▶ _Task directions_: In the listing below, how many lines contain the word "tabs"? Please respond with the number only.

Recorded data: Begin

PR #358, opened 2026-03-17
Fix default scaling of images in tab view tabs

marcprux:
Previously, symbol/vector images would be rendered with a default scaling of 1.5 in order to accommodate a (common) case of using symbol images in tab views. This would get the image sized about right, but would make it look "heavier" than its iOS equivalent, as can be seen in the previous Showcase center tabs (which is the only one that uses a custom symbol image):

Recorded data: End

▶ _Written solution_: 2